Enhanced degradation of toxic azo dye, amaranth, in water using Oxone catalyzed by MIL-101-NH2 under visible light irradiation

Abstract

The acidic azo dye, amaranth (AMR), is frequently applied on fabrics, and also extensively employed as food colorants. However, AMR is validated to be carcinogenic, and thus it should be eliminated from wastewaters preferably by advanced oxidation processes (AOPs). While Fe-based catalysts are attractive for sulfate-radical-based AOPs, few studies have been conducted to employ Fe-based catalysts for activating Oxone to degrade AMR. As Metal Organic Frameworks (MOFs) can be designed to contain Fe species and exhibit high surface areas/porosities, Fe-based MOF, MIL-101, should be promising for activating Oxone to degrade AMR. More importantly, MIL-101 can be functionalized with amino groups to form MIL-101-NH2 (MIL-N), which can exhibit visible-light-responsive photo-catalytic activities, enhancing Oxone activation and AMR degradation.

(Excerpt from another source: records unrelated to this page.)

Issue #1331, opened 2014-11-20
aria-describedby character escaping (with fix suggstion)


a-barry:
ref #1269 

When using non label error elements with asp.net web forms the $ character is used in element IDs/names. This causes an error from sizzlejs on the second form submit (dues to the $ in the aria-describedby value).

core.js line 773 needs $ adding to the escape characters ;

``` javascript
- errorID = error.attr( "id" ).replace( /(:|\.|\[|\])/g, "\\$1");
+ errorID = error.attr( "id" ).replace( /(:|\.|\[|\]|\$)/g, "\\$1");
'''
```

pascallapointe:
Error Id in aria-describedby that contain escape character (\) are duplicate each time the field is validate.
Those escape characters need to be escape too.

Try this on line 788 in core.js:
`!describedBy.match( new RegExp( "\\b" + errorID.replace( /(\\)/g, "\\\\$1" ) + "\\b" ) )`

PR #1388, opened 2015-02-01
Fix for duplication of existing error aria-describedby. Issue 1331.

pascallapointe:
#1331 bottom comment.

### DIFF
--- a/test/error-placement.js
+++ b/test/error-placement.js
@@ -311,6 +311,21 @@ test( "test existing non-error aria-describedby", function( assert ) {
 	strictEqual( "", $("#testForm17text-error").text(), "Error label is empty for valid field" );
 });
 
+test( "test existing non-error aria-describedby with bracket", function( ) {
+	expect( 2 );
+	var form = $( "#testForm18" ),
+		field = $( "#testForm18\\[text\\]");
+
+	field.attr("aria-describedby", "testForm18\\[text\\]-description testForm18\\[text\\]-error");
+
+	form.validate({
+		errorElement: "span"
+	});
+
+	ok( !field.valid() );
+	strictEqual( field.attr("aria-describedby"), "testForm18\\[text\\]-description testForm18\\[text\\]-error", "aria-describedby equal to 'testForm18\\[text\\]-description testForm18\\[text\\]-error'" );
+});
+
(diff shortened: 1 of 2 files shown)


staabm:
please add a unit test

pascallapointe:
Yes, my bad, I'll do it some time this week.

jzaefferer:
@pascallapointe would still be great if you could add the unit test.

pascallapointe:
Unit tests added. Let me know if something is missing.

test/error-placement.js
```diff
@@ -311,6 +311,21 @@ test( "test existing non-error aria-describedby", function( assert ) {
 	strictEqual( "", $("#testForm17text-error").text(), "Error label is empty for valid field" );
 });
 
+test( "test existing non-error aria-describedby with bracket", function( ) {
+	expect( 2 );
+	var form = $( "#testForm18" ),
+		field = $( "#testForm18\\[text\\]");
+
+	field.attr("aria-describedby", "testForm18\\[text\\]-description testForm18\\[text\\]-error");
```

The catalytic transformation of Fe species mediated by the amine functional group also leads to the formation of hydroxyl radicals to contribute to AMR degradation. MIL-N also exhibits a much lower Ea value (38.8 kJ/mol) than other reported catalysts for AMR degradation using Oxone, and MIL-N remains quite stable at a wide range of pH values. MIL-N-activated Oxone could be still able to eliminate AMR completely even in the presence of typical charged surfactants, and recyclable for multiple cycles of AMR degradation. These features validate that MIL-N can be an advantageous heterogeneous catalyst for Oxone activation to degrade AMR. The results obtained here can be quite useful for treating AMR wastewaters by sulfate-radical-based AOPs and the findings in this study offers important mechanistic insights into catalytic characteristics of MIL-N.